Over the years this has caused much friction - only OpenSSL 3 and wolfSSL can be used in
this manner because they include hooks for memory management

Problems with current architecture
Original OpenSSL 3+ has gone heavily down the way of using pthreads,
especially thread-local variables.

OpenSSL lookalikes - boringSSL, libreSSL, AWS-LC -
don't support memory management to redirect functions to
shared memory pools

A pure GPL library like GnuTLS also not enable memory
management hooks

Today Kamailio is "fighting" its primary TLS provider, namely OpenSSL 3.

We require pthread symbol overrides (which is a code smell) and have to
do thread local tricks for the workers to have a clean state.

With OpenSSL 3 - Kamailio users have an unhappy relationship with memory
management.  Structures are duplicated per worker(SSL_CTX) to avoid
unexpected failures when an SSL object derived from worker A is used in worker B.

Using a single SSL_CTX in the main process - in an attempt
to conserve memory - has not been solved yet (my assessment is that this
problem can be solved within the  current architecture).

History
It seems that Kamailio code base has vestiges of when TLS
was handled in core (possibly the TCP manager process?).

Proposal 2
This proposal has the spirit that we should not be fighting the
libraries we use especially if this library is a key component of many
distributions/containers with many eyes on the way we use and abuse
OpenSSL.

The Zen of OpenSSL(I just made that up) would suggest we
embrace their path forward  and have Kamailio work within that boundary.

The GPL of Kamailio would also suggest that we should validate this
approach with the ability to use something like GnuTLS.

This proposal is to perform TLS in a thread-pool in the TCP manager
so that all TLS related operations are confined to a single process.

When the TCP manager terminates or initiates TLS it should perform TLS in a
hairpin socketpair(managed by a thread pool).

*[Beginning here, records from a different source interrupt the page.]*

PR #37, opened 2016-03-05
Menu Builders

thomasnield:
I have a few more items to add, but I came up with some builders for menus. This look like the perfect candidate for builder patterns.

```kotlin

class MenuApp: App() {
    override val primaryView = MenuView::class
}


class MenuView: View() {

    override val root = VBox()

    init {
        with(root) {
            menubar {
                menu("File") {
                    menu("Switch Account") {
                        menuItem("Facebook") { println("Switching to Facebook") }
                        menuItem("Twitter") { println("Switching to Twitter") }
                    }
                    menuItem("Save") { println("Saving") }
                    menuItem("Exit") { println("Exiting")}
                }
                menu("Edit") {
                    menuItem("Copy") { println("Copying") }
                    menuItem("Paste") { println("Pasting") }
                    menu("Options") {
                        menuItem("Account") { println("Launching Account Options") }
                        menuItem("Security") { println("Launching Security Options") }
                        menuItem("Appearance") { println("Launching Appearance Options") }
                    }
                }
            }
        }
    }
}
```

menus


thomasnield:
Added separators. Trying to figure out what to do with `CheckMenuItem` and `RadioMenuItem` and how to populate values with builders.

```kotlin

class MenuApp: App() {
    override val primaryView = MenuView::class
}


class MenuView: View() {

    override val root = VBox()

    init {
        with(root) {
            menubar {
                menu("File") {
                    menu("Switch Account") {
                        menuItem("Facebook") { println("Switching to Facebook") }
                        menuItem("Twitter") { println("Switching to Twitter") }
                    }
                    separator()
                    menuItem("Save") { println("Saving") }
                    menuItem("Exit") { println("Exiting")}
                }
                menu("Edit") {
                    menuItem("Copy") { println("Copying") }
                    menuItem("Paste") { println("Pasting") }
                    separator()
                    menu("Options") {
                        menuItem("Account") { println("Launching Account Options") }
                        menuItem("Security") { println("Launching Security Options") }
                        menuItem("Appearance") { println("Launching Appearance Options") }
                    }
                }
            }
        }
    }
}
```

menus

thomasnield:
Alright, I'm going to call it for the day. Edvin please let me know what you think when it is daylight for you.

edvin:
Nice! I have some comments:

- I don't think we have talked about it, but all builders have all lowercase letters now, so this seems to be the pattern we use.. should we rename `menuItem` to `menuitem`?

- Defining the action as the lambda parameter breaks with the pattern of other builders, and also makes it a bit more awkward to further customize a MenuItem, let's say for example to add an icon, accelerator etc.

We could add some parameters to the `menuitem` function and keep using the lambda as the action expression:

```kotlin
menuitem("Facebook", Icons.Facebook, KeyCombination.valueOf("Shortcut+F") {
    println("Switching to Facebook")
}
```

Or use the same style as the other builders:

```kotlin
menuitem("Facebook") {
   graphic = Icons.Facebook
   accelerator = KeyCombination.valueOf("Shortcut+F")
   setOnAction { 
      println("Switching to Facebook")
   }
}
```

If we at the same time add the parameters I mention above to menuItem you can call it like this as well:

```kotlin
menuitem("Facebook", Icons.Facebook, KeyCombination.valueOf("Shortcut+F")).setOnAction {
    println("Switching to Facebook")
}
```

I'm not sure what's best, but we at least need a nice way to further customize the menuitem. What do you think?

thomasnield:
Very valid points and kind of why I paused to think before proceeding. Trying to choose one of your proposals though... trying to think through which one.

TornadoFX (as well as Kotlin in general) tries to reduce boilerplate for the most common cases. I think that should be our goal. The common case is to define a text, an action, an accelerator, and maybe an icon. 


Therefore I think arguments for text, an accelerator, an optional graphic, and finally a lambda argument for the action event will be the cleanest for the common cases. If you need more customization than that, you can call apply() afterwards. What do you think?

edvin:
I totally agree, let's go with that!

thomasnield:
Cool, so something like your first proposal.

```kotlin
menuitem("Facebook", KeyCombination.valueOf("Shortcut+F"), Icons.Facebook) {
    println("Switching to Facebook")
}
```

edvin:
That should do it. Now it's time for bed, gotta get up early to see Conor McGregor KO Nate Diaz in the first round :) I'm almost done going over the new functional stuff after the merge, will write some more details about it tomorrow.

thomasnield:
Yeah I'm surprised you are still up! I'll let you crash so you can catch the UFC tomorrow then.

edvin:
Sweet! :) Good night!

thomasnield:
I implemented these modifications, as well as added `ContextMenu` extensions. 

```kotlin
 myNode.addEventHandler(MouseEvent.MOUSE_CLICKED, { me ->
	ContextMenu().apply {
		menu("Stuff") {
			menuitem("One") { println("ONE") }
			menuitem("Two") { println("Two") }
		}
	}.show(this,me.screenX,me.screenY)
})
```

edvin:
Wow, you've been incredibly busy! :)) Will try to catch up with everything this afternoon!

edvin:
Will you add some info to the changelog on the new builders you've added? I'd like to start the release process for 1.3.2 as soon as possible. It's crucial for adoption to get the quickstart archetype out there, and it needs features from 1.3.2 :) We also need to add some documentation, I've almost lost count of all the new features in this release.. hehe :)

thomasnield:
For sure, I'll update the change log as each PR is merged.

thomasnield:
Ohh sorry I wasn't thinking and already merged. Didn't realize you were still going to review. Let me know if you see any issues and I will fix them on the master.

edvin:
No problem, and I don't see any issues, just a quick question. Why did you do:

```kotlin
keyCombination?.let { menuItem.accelerator = it }
```

instead of:

```kotlin
keyCombination?.apply { menuItem.accelerator = this }
```

... by the way? I guess it doesn't matter at all, just wondering because I'm curious :) We're not using the returned value for anything, so `let` seems strange to me, so I just wanted to ask - still learning Kotlin :)

thomasnield:
No actually you are right. It is technically more correct to use apply(). I coalesce and map nullable values so much, it's become a habit.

The socket fd used in
sendmsg/recvmsg with the  worker is this internal proxy'ied socket but carries metadata
about the original connection.

In other words: Kamailio TCP manager internally implements a TLS/TCP bridge
like Nginx/HAProxy do with HTTPS/HTTP or TLS/TCP. These proxies send
headers so the worker is informed about the nature of the original
connection.

Benefits
- use OpenSSL/AWS-LC/boringSSL/libreSSL in the way they are intended to be used; even GnuTLS
- no pthreads hackery
- a well-defined boundary for TLS operations, certificate and key management:
  allowing for  easier scrutiny and audit

The offloading of both TLS/SIP dates from the days when threading was poor
on Linux. Today that is no longer the case, so the TLS Manager
could handle all TLS and the worker should handle SIP/TCP.

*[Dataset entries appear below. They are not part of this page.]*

PR #38, opened 2016-03-06
Listview and Scrollpane builders

thomasnield:
I implemented `ListView` and `ScrollPane` builders. I'll merge when you approve, Edvin.

```kotlin

class MyApp: App() {
    override val primaryView = MenuView::class
}

class MenuView: View() {

    override val root = VBox()

    private val persons = FXCollections.observableArrayList<Person>(
            Person(1,"Samantha Stuart", LocalDate.of(1981,12,4)),
            Person(2,"Tom Marks",LocalDate.of(2001,1,23)),
            Person(3,"Stuart Gills",LocalDate.of(1989,5,23)),
            Person(4,"Nicole Williams",LocalDate.of(1998,8,11))
    )

    init {
        with(root) {
            scrollpane {
                listview(persons) {
                    cellFormat { text = it.name }
                }
            }
            scrollpane {
                tableview<Person> {
                    items = persons
                    column("ID", Person::id)
                    column("Name", Person::name)
                    column("Birthday", Person::birthday)
                    column("Age", Person::age)
                }
            }
        }
    }
}

class Person(id: Int, name: String, birthday: LocalDate) {
    var id by property<Int>()
    fun idProperty() = getProperty(Person::id)

    var name by property<String>()
    fun nameProperty() = getProperty(Person::name)

    var birthday by property<LocalDate>()
    fun birthdayProperty() = getProperty(Person::birthday)

    //assume today is 2016-02-28
    val age: Int get() = Period.between(birthday, LocalDate.now()).years

    init {
        this.id = id
        this.name = name
        this.birthday = birthday
    }
}
```

### DIFF
--- a/CHANGELOG.md
+++ b/CHANGELOG.md
@@ -6,8 +6,6 @@ All notable changes to this project will be documented in this file.
 ### Added
 - `singleAssign()` property delegates (https://github.com/edvin/tornadofx/issues/17)
 - Tests for `singleAssign()`
-
-### Added
 - BorderPane builder (https://github.com/edvin/tornadofx/pull/16)
 - `Node.gridpaneConstraints` extension function (https://github.com/edvin/tornadofx/issues/12)
 - `Node.vboxConstraints` extension function
--- a/README.md
+++ b/README.md
@@ -1,5 +1,5 @@
-![Tornado FX Logo](graphics/tornado-fx-logo.png?raw=true "Tornado FX")
-# Tornado FX
+![TornadoFX Logo](graphics/tornado-fx-logo.png?raw=true "TornadoFX")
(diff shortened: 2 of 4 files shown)


thomasnield:
The only possible drawback is I did some fake-pane tactics with `scrollpane`, which sacrifices the last lambda argument that could be used to modify `ScrollPane`. You can always call `apply()` afterwards though.

edvin:
Agree, that's the way to go. Why do you put tableview and listview in a scrollpane, btw? They have their own internal scrollpane :)

thomasnield:
Oh I forgot about that haha. I was going into "Swing mode" all of a sudden.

In fact this proposal was inspired by the recent work on UDP enhancement.

Optional riff: we may be able to off-load TLS entirely to HAProxy(or any other TLS/TLS bridge).
Instead of handling TLS ourselves Kamailio creates a new type
of listener/speaker haproxy-in, haproxy-out. Kamailio "knows" that these
sockets are not SIP traffic but internal hairpins to decrypt/encrypt the streams via HAProxy et al.
Think of Kamailio as using HAProxy as a filter object: the sendmsg/recvmsg will use the
haproxy-in socket (which is what the worker will see - TCP only). See the sidenode below.

t_relay would have to taught that it doesn't need to look for "real" TLS sockets but instead
a proxy socket should suffice.

Sidenote:

Today TLS can be solved with external TLS/TCP bridges.
The main issue with this approach is the config file occasionally needs
to force TCP otherwise Kamailio will look for a non-existent TLS socket - so
it is not an entirely happy experience for users.